= Maximino Ávila Camacho =

Mexican politician

Maximino Ávila Camacho (1891 in Teziutlán, Puebla - 1945 in Mexico City) was a Constitutionalist Army officer in the Mexican Revolution and afterwards politician who served as governor of Puebla from 1937 to 1941 and as secretary of public works in the cabinet of his brother, President Manuel Ávila Camacho.

==Biography==
The Avila Camacho family grew up in modest circumstances, with Maximino being the oldest of three brothers. He attended the National Military College as a young man, and in 1914 joined the Constitutionalist Army. Following the end of the military phase of the Mexican Revolution in 1920, he continued in the military, rising to the rank of brigadier general in 1929 and in 1940 a division general. He saw combat in the Cristero War, the religious conflict that broke out in the late 1920s when President Plutarco Elías Calles began strictly enforcing the anti-clerical laws of the 1917 Mexican Constitution. According to historian Enrique Krauze, Maximino participated in the 1929 mass murder of student supporters of José Vasconcelos, following the 1929 election for president.
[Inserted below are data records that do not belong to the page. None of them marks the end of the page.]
PR #35, opened 2025-01-21
Lammps environment

chandan21gupta:
This is a draft PR, as it contains the eval set which others can see and use. Implementations are currently messy and will be updated over time.


kjappelbaum:
could you perhaps push your latest state? I would like to get an overview of where we are

chandan21gupta:
> could you perhaps push your latest state? I would like to get an overview of where we are

Have pushed - but the code is extremely messy. I am currently working to make it more modular.

tasks/lammps/lammps/data/energy_minimization/task_1/task_1.json
```diff
@@ -0,0 +1,97 @@
...
+  "task_prompt": "Your task is to generate a fcc lattice structure for Aluminum with a starting lattice constant 4.05 angstrom using lammps and calculate its cohesive_energy. The simulation should use metal units, define a 5x5x5 simulation box, set periodic boundary conditions to true, use eam potential, save all coordinates and lattice parameters in structure.xyz file and print the final cohesive_energy of the structure after energy_minimisation. Use conjugate_gradient with energy tolerance upto 1.0e-4 and force_tolerance upto 1.0e-6 having maximum iterations as 10000, and maximum evaluations as 10000. All the potentials are saved in the directory /root/potentials, which in turn contains subdirectories by the material names, and each subdirectory contains various potentials for that material. For example, if you want to access potential for Cu, you can access it using /root/potentials/Cu/ which will contain various potentials, exact file name can vary and should be figured out. Save all the related files at /Users/chandan21gupta/Desktop/iit_delhi/agent_llms_3/mat-agent-bench/tasks/lammps/lammps/results/energy_minimization/task_1.",
```
kjappelbaum, line 4: I think this is related to the I/O tools we still have to implement, but we should not have filepaths that do not exist on other systems in the prompt.

kjappelbaum: (this, ofc, also applies to other files)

He became the caudillo (strong man) of his home state of Puebla, serving as governor starting in 1937. The strong man of the state of San Luis Potosí, Gonzalo N. Santos, said of him "The governor of the state, Major General Maximino Ávila Camacho, was in command in Puebla, I mean in command and not just governing, because he commanded the military, the finance ministry, the telegraphs, the mails, the administration of the railroads, and the diocese [of the Catholic Church in Puebla]." He amassed a significant personal fortune in land, cattle, and horses as well as making alliances with enormously wealthy foreign businessmen, such as the Swedish entrepreneur Axel Wenner-Gren and U.S. businessman William O. Jenkins.
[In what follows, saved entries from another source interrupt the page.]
PR #39, opened 2025-02-21
feat: add pass k metrics

n0w0f:
## Summary by Sourcery

Adds pass@k metrics to the benchmarking process, enabling a more robust evaluation of agent performance by running multiple trials per task and reporting detailed results.

New Features:
- Introduces the calculation of pass@k and pass^k metrics to evaluate the performance of agents across multiple trials, enhancing the robustness of benchmark results.

Enhancements:
- Refactors the benchmarking process to support multiple trials per task, allowing for a more comprehensive evaluation of agent performance.
- Improves the reporting functionality to display detailed benchmark results, including overall metrics and per-task statistics, with an option to save the report as a JSON file.

Tests:
- The changes include new metrics and reporting, but do not include any new tests.


agents/agent.py
```diff
@@ -1,22 +1,19 @@
 import re
-from abc import ABC
+from abc import ABC, abstractmethod
 from enum import Enum
-from typing import TYPE_CHECKING
 
 import litellm
 from litellm import completion
-from litellm.caching import Cache
+from litellm.caching.caching import Cache
```
MrtinoRG:
```suggestion
from litellm.caching import Cache
```

agents/agent.py
MrtinoRG, line 1: Can we remove these files? Like the ones in the agents directory?

src/corral/report.py
MrtinoRG, line 1: I am having a really hard time to understand this chunk of code

src/corral/report.py
```diff
@@ -0,0 +1,240 @@
...
+    tool_statistics: dict[str, Any]  # TODO replace Any with specific types
+
+    @property
+    def success(self) -> bool:
+        """Whether the trial was successful"""
+        return self.score > 0
+
+
+@dataclass
+class TaskTrials:
```
MrtinoRG: The docstring claims that is the collection of trials for a single task. Then why you have to make those loops with k steeping?

MrtinoRG: Like I think the simpler thing would be that this class calculate the metrics for each task, so you loop for range(k) in each of the functions so the code is much simpler

MrtinoRG: Like, I do not understand why you have to do such lists comprehensions if in `BenchmarkResult` you are already looping over all the different tasks. If you do that there, which I think is correct, here it should be as simple as looping over the different trials

MrtinoRG (commented):
We should merge this first because right now the main branch is not working correctly if one tries to run the MathEnvironment

kjappelbaum:
(I planned in some time this afternoon to go over the PRs there - sorry for the delay)

src/corral/report.py
n0w0f: TaskTrials has methods to compute score over trails for a single task.
Benchmark result class compute the score over tasks. 

Are you suggesting to ditch TaskTrials all together and adjust the data structure and methods in Benchmark results ?

agents/agent.py
n0w0f: I agree.

n0w0f: do you think we should add the baseline agent or use the react one as baseline ?

src/corral/evaluate.py
```diff
@@ -63,70 +47,70 @@ def submit_answer(self, task_id: str, answer: str) -> TaskResult:
...
+    def bench(
+        self, task_ids: list[str] | None = None, trials_per_task: int | None = None
+    ) -> BenchmarkResult:
+        """Run benchmark on specified tasks or all available tasks
 
-    def bench(self, task_ids: List[str] | None = None) -> BenchmarkResult:
-        """Run benchmark on specified tasks or all available tasks"""
+        Args:
+            task_ids: list of task IDs to run, or None for all tasks
+            trials_per_task: Number of trials per task, defaults to k if not specified
```
kjappelbaum: why do you name it sometimes `trials_per_task` and sometimes `k` and why can we set it in two different places - what is the benefit of that compared to having it only in one place?

src/corral/report.py
kjappelbaum: We may have too many abstractions here. 

Conceptually, it seems that one run should give us some kind of result (`TaskResult`). Then, if we have a list of those, we can compute more fancy statistics over them: but for the code it does not matter if it is a list of lenght 1 or `k`. That is, I feel we can return the result of a `bench` run always as a collection of `TaskResult` and the class that stores this collection would then compute all the metrics and potentially statistics (mean/std/pass @ k) of the scores of individual runs.

kjappelbaum: that is, I would remove this class here or choose names that are very clear. I see the following abstractions. 

- Result for one task: There should be almost no logic here
- Result for one task being run more than once: This logic computes summary statistics over one task 
- Result for multiple tasks, being run more than once in general: This logic computes summary statistics over multiple tasks

src/corral/report.py
```diff
@@ -0,0 +1,240 @@
...
+
+    trials: list[TaskResult] = field(default_factory=list)
+
+    @property
+    def success_rate(self) -> float:
+        """Calculate success rate across all trials"""
+        return mean(1 if trial.success else 0 for trial in self.trials)
+
+    def calculate_pass_at_k(self, k: int) -> float:
+        """Calculate pass@k - probability of at least one success in k trials"""
```
kjappelbaum:
```suggestion
        """ Calculate pass@k - probability of at least one success in k trials
        
        pass @ k is defined as
        
      	.. math: P(pass@k) = 1 - (1 - p)^k
      	
      	In practice, pass@k is estimated by:

	- Taking n samples for each problem (where n ≥ k)
	- Calculating the number c of correct solutions
	- Estimating pass@k as 
	.. math: 1 - (1 - c/n)^k 
	
	when c < n, or 1 when c = n
        """
```

I also wonder if we should allow `k` to be a list (often, in papers, you report this metric for multiple k)

kjappelbaum: and the math syntax I used might be wrong (I didn't check how it renders) ... but it used to work like this

kjappelbaum: in any case, I'd add the equations we implement

src/corral/report.py
```diff
@@ -0,0 +1,240 @@
...
+        if len(self.trials) < k:
+            return 0.0
```
kjappelbaum: why 0? should it then simply not be defined?

src/corral/report.py
```diff
@@ -0,0 +1,240 @@
...
+        # For each group of k trials, check if at least one succeeded
+        successes = sum(
+            1 if any(t.success for t in self.trials[i : i + k]) else 0
+            for i in range(0, len(self.trials), k)
+        )
```
kjappelbaum: why do you need this grouping here?

src/corral/report.py
```diff
@@ -0,0 +1,240 @@
...
+        return successes / (len(self.trials) // k)
+
+    def calculate_pass_hat_k(self, k: int) -> float:
+        """Calculate pass^k - probability of all k trials succeeding"""
```
kjappelbaum: I would add the equation here, too

src/corral/report.py
```diff
@@ -0,0 +1,240 @@
...
+        )
+        return successes / (len(self.trials) // k)
+
+
+@dataclass
+class BenchmarkResult:
+    """Results from running benchmark with multiple trials per task"""
+
+    task_results: dict[str, TaskTrials]
+    k: int  # Number of trials to consider for pass@k metrics
```
kjappelbaum: i wonder if this should be here. It is already an argument for the method that computes it

src/corral/report.py
```diff
@@ -0,0 +1,240 @@
...
+            title="Overall Metrics", show_header=False, header_style="bold magenta"
+        )
+        summary_table.add_column("Metric", justify="left", style="cyan")
+        summary_table.add_column("Value", justify="right", style="white")
+
+        summary_table.add_row("Total Tasks", str(self.total_tasks))
+        summary_table.add_row("Trials per Task (k)", str(self.k))
+        summary_table.add_row("Average Score", f"{self.average_score:.3f}")
+        summary_table.add_row(f"Pass@{self.k}", f"{self.pass_at_k:.3f}")
+        summary_table.add_row(f"Pass^{self.k}", f"{self.pass_hat_k:.3f}")
```
kjappelbaum: i wonder how this scales as we add more metrics :)

src/corral/report.py
n0w0f: I am a bit confused 🤔 because your first comment suggest removing abstraction for `Result for n trails for a task`, and in the second comment you suggest having it. Am I understanding this correctly ?

So what i have done now is `TaskTrailResult` store result of one trail, `TaskTrialResults` store results of all trails for a task and `BenchmarkResult` takes care of computing Task results and overall benchmark results

src/corral/evaluate.py
n0w0f: Removed this, now only trials_per_task only through `.bench`

src/corral/report.py
n0w0f: Added this to the docstring

src/corral/report.py
n0w0f: removed returning 0. now we raise errors for all these cases

src/corral/report.py
n0w0f: this is now fixed. initially i was running the benchmark for n trails and computing score for k , which could be different

src/corral/report.py
n0w0f: removed it

src/corral/report.py
n0w0f: Eventually we can somehow make it scalable 🥲. For now it looks nice

src/corral/report.py
n0w0f: Also added list of `k` now

src/corral/report.py
```diff
@@ -0,0 +1,415 @@
...
+
+        Args:
+            k: The k value to use
+
+        Returns:
+            The average pass^k score across all tasks
+        """
+        return mean(self.task_pass_hat_k(task_id, k) for task_id in self.all_task_ids)
+
+    def generate_report(self, report_path: str | None = None) -> None:
```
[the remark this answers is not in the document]
n0w0f: this is done now.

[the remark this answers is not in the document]
n0w0f: this is now addressed

n0w0f:
@kjappelbaum @MrtinoRG, I have now addressed the comments can you review again.

src/corral/evaluate.py
```diff
@@ -105,28 +84,53 @@ def __init__(self, interface: BenchmarkInterface, agent: Agent):
...
+        task_ids: list[str] | None = None,
+        trials_per_task: int = 1,
+        k_values: int | list[int] | None = None,
+    ) -> BenchmarkResult:
+        """Run benchmark on specified tasks or all available tasks
+
+        Args:
+            task_ids: list of task_ids to run, or None for all tasks
+            trials_per_task: Number of trials per task, Default to k=1 to number of trials
+
```
MrtinoRG: `k_values` seems to be missing here. And I do not understand exactly what it is, especially because it can be a list of integers...

MrtinoRG: What is the purpose of this `k_values` variable because I see from the tests that it is just a list of integers

src/corral/report.py
```diff
@@ -0,0 +1,417 @@
...
+
+        pass@k is defined as:
+        .. math: P(pass@k) = 1 - (1 - p)^k
+
+        In practice, pass@k is estimated by:
+        - Taking n samples for each problem (where n ≥ k)
+        - Calculating the number c of correct solutions
+        - Estimating pass@k as
+        .. math: 1 - (1 - c/n)^k when c < n, or 1 when c = n
+
```
MrtinoRG: Perhaps you need to specify what it is p, c and n

MrtinoRG: Perhaps you can say that basically it is the accuracy over k passes

MrtinoRG (approved):
Nice, it looks much more comprehensive, thanks

src/corral/evaluate.py
n0w0f: thanks for spotting this, Added docstring for this in [8bcb7f5](https://github.com/lamalab-org/mat-agent-bench/pull/39/commits/8bcb7f5eee7f0e956e78403741b683f15cd55281)

src/corral/report.py
n0w0f: update the docs for this to 
```
Calculate pass@k - probability that at least one out of k trials succeeds for a given k value.

        pass@k is defined as:
        .. math: P(pass@k) = 1 - (1 - p)^k

        Where p is the probability of a single trial succeeding.

        In practice, pass@k is estimated by:
        - Taking n samples. (the number of total trials for a given task). (where n ≥ k)
        - Calculating the number c, the number of correct or successful solutions
        - Estimating pass@k as
        .. math: 1 - (1 - c/n)^k when c < n, or 1 when c = n
```

n0w0f: > What is the purpose of these k_values variable because I see from the tests that it is just a list of integers

It is to compute the pass score for a range of values, and not only for the number of trails we run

Ruthless, temperamental and arrogant, Maximino was the opposite of his younger brother, the affable Manuel Ávila Camacho, whose good manners, even temper and diplomatic skills were famous. The President had trouble protecting his brother from himself, Maximino got into fights, seduced women and dispensed public funds at will. His arrogance reached its limits when he proclaimed that he would be the next president because, since his brother had been president he had the right to be his successor, eventually leading to a rift between the two.

In 1945 the dominant party, founded by Plutarco Elías Calles, renamed the PRI in 1946, would name its presidential candidate, the assured winner of the 1946 elections. Maximino was determined to become the candidate or, at least, have a great influence on the decision. He swore that if the party nominated politician Miguel Alemán Valdés, the son of a Mexican revolutionary but not one himself, Maximino would kill him. Maximino died of a heart attack on February 17, 1945, before the party's convention. Poor health ran in the family, with his brother Manuel suffering heart attacks while campaigning for the presidency and while in office. However, "there were some who wondered whether something more than seasoning had been added to [Maximino's] food" the day he died. Maximino's death averted a potential political crisis were he to be the presidential candidate, creating a family dynasty. The party nominated Maximino's hated enemy, Miguel Alemán Valdés, who went on to succeed Manuel Ávila Camacho as president.

Maximino's life inspired Ángeles Mastretta's novel, Arráncame la Vida and the film adaptation Tear This Heart Out.